Cyprus and Greece—the two countries most troubled by the menace of Turkey have issued a closeted warning to the EU saying they will only agree to sanctions against Belarus — which are finished and ready for approval — if sanctions are also levelled on Ankara. The measures can only be enacted by unanimous consent, so each member country can potentially block the move.
“We do need dialogue, but not when held at gunpoint. What threatens my country’s security and stability threatens the well-being and safety of all EU member states,” Greek Prime Minister Kyriakos Mitsotakis said, in an article published in the London Times, Germany’s Frankfurter Allgemeine Zeitung and France’s Le Monde newspapers.
“If Europe wants to exercise true geopolitical power, it simply cannot afford to appease a belligerent Turkey,” Mitsotakis said.
Turkey’s fellow East Mediterranean countries- Israel, Egypt, Greece, Cyprus and all major global powers including France, Russia, India, the UAE, and the US are breathing down Ankara’s neck and sanctions from the EU looks given.
Reported by TFI, the combined bloc of Cyprus, Egypt, France, Greece, and the UAE had already signed a declaration in May denouncing Turkey’s illegal drilling efforts around Cyprus, its military intervention in Libya, and its maritime borders deal with the GNA. The EU sanctions are the natural progression
A summit of seven European Union member states on the Mediterranean, due to take place on Thursday, will push for a common EU position regarding Turkey. The summit is being hosted by French President Emmanuel Macron who himself has been at loggerheads with Turkey.
France has strongly backed Greece and Cyprus in a growing standoff with Turkey over hydrocarbon resources and naval influence in the eastern Mediterranean, which has sparked fears of more severe conflict.
The French President has assumed paramount importance in the conflict and has overshadowed Germany, which, truth be told, has looked out of ideas.
Berlin — which now holds the EU’s rotating presidency — has attempted to mediate between the three countries, with little to show for the effort.
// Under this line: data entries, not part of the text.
PR #911, opened 2019-08-30
Replace Identifiable.getProperties by getProperty & setProperty

tadam50:
Signed-off-by: Thomas ADAM <tadam@silicom.fr>

**Please check if the PR fulfills these requirements** *(please use `'[x]'` to check the checkboxes, or submit the PR and then click the checkboxes)*
- [x] The commit message follows our guidelines
- [x] Tests for the changes have been added (for bug fixes / features)
- [ ] Docs have been added / updated (for bug fixes / features)

**Does this PR already have an issue describing the problem ?** *If so, link to this issue using `'#XXX'` and skip the rest*
No

**What kind of change does this PR introduce?** *(Bug fix, feature, docs update, ...)*
Change access to properties fields of Identifiable class

**What is the current behavior?** *(You can also link to an open issue here)*
Identifiable.getProperties is used to set new properties

**What is the new behavior (if this is a feature change)?**
Identifiable.getProperties method is no longer accessible, replaced by getProperty & setProperty

**Does this PR introduce a breaking change or deprecate an API?** *If yes, check the following:*
- [x] The *Breaking Change* or *Deprecated* label has been added
- [ ] The migration guide has been updated in the github wiki *(What changes might users need to make in their application due to this PR?)*

**Other information**:

(if any of the questions/checkboxes don't apply, please delete them entirely)

PR #941, opened 2019-09-17
Fix IIDM Groovy property access

geofjamg:

No

A regression fix in PR #911

It is not possible anymore to set a non `java.lang.String` property using Groovy syntax:
```groovy
s.ok = true
```
It only works with `java.lang.String`

It works for any Java type.

**Other information**:


mathbagu:
> Everything works fine with this correction

Thank you for your feedback!

PR #2925, opened 2024-03-12
Default version number for unversioned TimeSeries

rolnico:

No

Feature

The default version number for unversioned TimeSeries is hardcoded in a method and unavailable from anywhere else.
Current value is 0.

The default version number for unversioned TimeSeries is now set in a variable in the `TimeSeries` interface so that it is available to use if needed. The value is now -1.
TimeSeries version allowed values are now:
- -1 for the unversioned TimeSeries
- Any positive integer (0 included) for versioned TimeSeries

The parsing will now check that the versions given by the users for their different TimeSeries are not equals to the default version number for unversioned TimeSeries.
A new boolean parameter in `TimeSeriesCsvConfig` allows to choose if the parsing is strict or not. If a TimeSeries version number is equals to the default version number for unversioned TimeSeries:
- If it's strict (`strictVersioningImport == true`), the parsing will throw a TimeSeriesException
- If it's not strict (`strictVersioningImport == false`), the parsing will only log a warning.
By default, the strict parsing is selected.

- [x] Yes
- [ ] No

- If you used the default `TimeSeriesCsvConfig` by calling `new TimeSeriesCsvConfig()` and imported some versioned TimeSeries with a version number at 0 (old default value for unversioned TimeSeries), it will now consider them as versioned TimeSeries since the new default value has been set to -1. 
- If you still want to import TimeSeries with a version number and have them considered as unversioned TimeSeries, you have to use the version number -1. However, it will now throw an exception. Replace your call from `new TimeSeriesCsvConfig()` to `new TimeSeriesCsvConfig(ZoneId.systemDefault(), TimeSeriesConstants.DEFAULT_SEPARATOR, true, TimeFormat.DATE_TIME, DEFAULT_MAX_COLUMNS, false)` in order to keep it working (you will still get warnings) or change your TimeSeries version number to another value if it's not mean to be an unversioned one.


rolnico:
This PR would be useful for the PR https://github.com/powsybl/powsybl-metrix/pull/130

rolnico:
Is it logical/prractical to have 0 as default value ? Should we change it to -1 ?
I'm questioning it since there is nothing that could prevent users to import a TS with a version at 0 only, which would make no difference with an unversioned TS.
Maybe a better idea would be to add a warning and/or throw an exception if that's the case.

time-series/time-series-api/src/main/java/com/powsybl/timeseries/TimeSeries.java
```diff
@@ -213,8 +222,31 @@ private List<String> createStringValues() {
             return stringValues;
         }
 
-        int getVersion(String[] tokens) {
-            return timeSeriesCsvConfig.versioned() ? Integer.parseInt(tokens[1]) : 0;
+        int getVersion(String[] tokens, ReportNode reportNode) {
```
marifunf, line 225: we could allow the case versioned == true and version == DEFAULT_VERSION_NUMBER if DEFAULT_VERSION_NUMBER is the unique version of csv file

time-series/time-series-api/src/main/java/com/powsybl/timeseries/TimeSeries.java
```diff
@@ -406,7 +438,8 @@ static void checkCsvHeader(TimeSeriesCsvConfig timeSeriesCsvConfig, String[] tok
         }
     }
 
-    static Map<Integer, List<TimeSeries>> parseCsv(BufferedReader reader, TimeSeriesCsvConfig timeSeriesCsvConfig) {
+    static Map<Integer, List<TimeSeries>> parseCsv(BufferedReader reader, TimeSeriesCsvConfig timeSeriesCsvConfig,
```
marifunf, line 441: perhaps we could also use this PR to change all TimeSeries with omitted type parameters (sonar indicates to provide the parametrized type)
concerned functions are at least : parseCsv, createTimeSeries, readCasValues, writeJson, toJson, parseChunks, parseJson

rolnico: It would be better to create another PR for this since it's a different issue (but it might be a good idea)

time-series/time-series-api/src/test/java/com/powsybl/timeseries/TimeSeriesTest.java
```diff
@@ -231,6 +161,67 @@ void testNoVersion() {
...
+
+    @Test
+    void testVersionedAtDefaultNumberStrictCSV() {
+        String csv = String.join(System.lineSeparator(),
+            "Time;Version;ts1;ts2",
+            "0.000;0;1.0;",
+            "0.001;0;;a",
+            "0.002;0;3.0;b",
+            "0.000;2;4.0;c",
+            "0.001;2;5.0;",
```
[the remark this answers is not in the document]
rolnico: yes, the point of the test is to check how the boolean parameter `strictVersioningImport` is used when importing this CSV

time-series/time-series-api/src/main/java/com/powsybl/timeseries/TimeSeries.java
rolnico: Since `DEFAULT_VERSION_NUMBER_FOR_UNVERSIONED_TIMESERIES` is supposed to be for unversioned TimeSeries, I think it would not be a good idea to allow that case. If a user really wants to do it, s.he just has to set `strictVersioningImport` to false.
It's debatable but it's my point of view

PR #2926, opened 2024-03-12
add network element identifiers for action elements

EtienneLt:

no

feature

actions target a network element with only an id, with these pr now networkElementIdentifiers can be set

- [ ] Yes
- [ ] No

**Other information**:


security-analysis/security-analysis-api/src/main/java/com/powsybl/security/action/AbstractAction.java
```diff
@@ -16,13 +20,24 @@
 public abstract class AbstractAction implements Action {
 
     private final String id;
+    private final List<NetworkElementIdentifier> networkElementIdentifiers;
```
rolnico, line 23: Why are you using a list here? Should we not use a single NetworkElementIdentifier in replacement of the element id we had previously in the subclasses?

rolnico (changes requested):
Some points:
- There are breaking changes!
- Why are you using a list of NetworkElementIdentifier and not a single NetworkElementIdentifier?
- Javadoc has to be updated at some places

security-analysis/security-analysis-api/src/main/java/com/powsybl/security/action/AbstractAction.java
EtienneLt: because sometimes the network source is unknown and to be sur to get the right element you could get two identifiers 
for exemple one in ucte and one in another format

security-analysis/security-analysis-api/src/main/java/com/powsybl/security/action/DanglingLineAction.java
```diff
@@ -22,22 +24,15 @@ public class DanglingLineAction extends AbstractLoadAction {
...
-    DanglingLineAction(String id, String danglingLineId, boolean relativeValue, Double activePowerValue, Double reactivePowerValue) {
-        super(id, relativeValue, activePowerValue, reactivePowerValue);
-        this.danglingLineId = Objects.requireNonNull(danglingLineId);
-    }
-
-    public String getDanglingLineId() {
-        return danglingLineId;
+    DanglingLineAction(String id, List<NetworkElementIdentifier> networkElementIdentifiers, boolean relativeValue, Double activePowerValue, Double reactivePowerValue) {
+        super(id, networkElementIdentifiers, relativeValue, activePowerValue, reactivePowerValue);
     }
```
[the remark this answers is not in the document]
EtienneLt: well it passes by the builder and it assures compatibility, the only problem could be on serialization Am I wrong ?

security-analysis/security-analysis-api/src/main/java/com/powsybl/security/action/GeneratorAction.java
```diff
@@ -58,10 +58,6 @@ public String getType() {
         return NAME;
     }
 
-    public String getGeneratorId() {
-        return generatorId;
-    }
-
```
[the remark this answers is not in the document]
EtienneLt: yes I dont know how to assumes compatibility with the getters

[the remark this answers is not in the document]
EtienneLt: maybe I can leave the string variable with the list of identifiers ?

security-analysis/security-analysis-api/src/main/java/com/powsybl/security/action/DanglingLineAction.java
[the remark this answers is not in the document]
rolnico: I went a bit fast on this one, it's not a public method so not a breaking change

security-analysis/security-analysis-api/src/main/java/com/powsybl/security/action/AbstractAction.java
rolnico: In that case, it would be better to change how you did it and to keep the same principles as for the contingencies, where the list of contingencies are created with the right network elements in the `IdentifierContingencyList`.
It would mean:

- keeping the actions as they were before (no breaking change)
- adding a new IdentifierActionList class which would have a map of Action builders and lists of networkElementIdentifiers, plus a method to create the list of actions, just like `getContingencies(Network network)` in `IdentifierContingencyList`.

EtienneLt: ok I see

EtienneLt: indeed not exactly

EtienneLt:
refactor in #2952

PR #2760, opened 2023-10-29
[WIP] Limit reduction API

So-Fras:
**Please check if the PR fulfills these requirements**

- [x] The commit message follows our guidelines
- [ ] Tests for the changes have been added (for bug fixes / features)
- [ ] Docs have been added / updated (for bug fixes / features)

**Does this PR already have an issue describing the problem?**
#2751 

**Does this PR introduce a breaking change or deprecate an API?**

- [ ] The *Breaking Change* or *Deprecated* label has been added
- [ ] The migration guide has been updated in the github wiki *(What changes might users need to make in their application due to this PR?)*

PR #2935, opened 2024-03-18
Use double format for limit reduction values

olperr1:

No

Feature

Limit reduction values are in **float** format in:
- `LimitViolation`;
- `LimitReduction`;
- the methods taking a limit reduction value in `LimitViolationUtils`, the action DSL and in the API's equipment classes.

Limit reduction values are in **double** format.

- [X] Yes
- [ ] No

The de Facto leader of EU, Angela Merkel has been one big dud in the entire exchange as it looks like Germany has succumbed to Turkey’s whimsies
If the growing pressure on EU is anything to go by and if sanctions do come into play, it wouldn’t be a hyperbole to predict that the EU could formally end its long-running negotiations with Turkey over EU membership,
The United States has had just about enough of the Islamist President Erdogan and has decided to partially lift the decades-old arms embargo on Cyprus, one of the biggest victims of Turkish expansionism and belligerence in the Eastern Mediterranean. Ankara, which had violently partitioned Cyprus in 1974, is responsible for most Cyrpus’ woes today.
The US State Department has disclosed that from October 1, the United States will remove the embargo for one year on sale or transfer of “non-lethal defence articles and defence services”, which was imposed in 1987 with the hope that it would help reunify the island country of Cyprus.
Ankara has emerged as a villain in the new world order where its President Erdogan thinks himself off as a ‘wannabe khalifa’ who has the responsibility to usher the world into a bygone era. The quest of creating an empire reminiscent to that of the Ottoman Empire, might just spell doom for Turkey, and the EU sanctions could be the beginning of the end for it.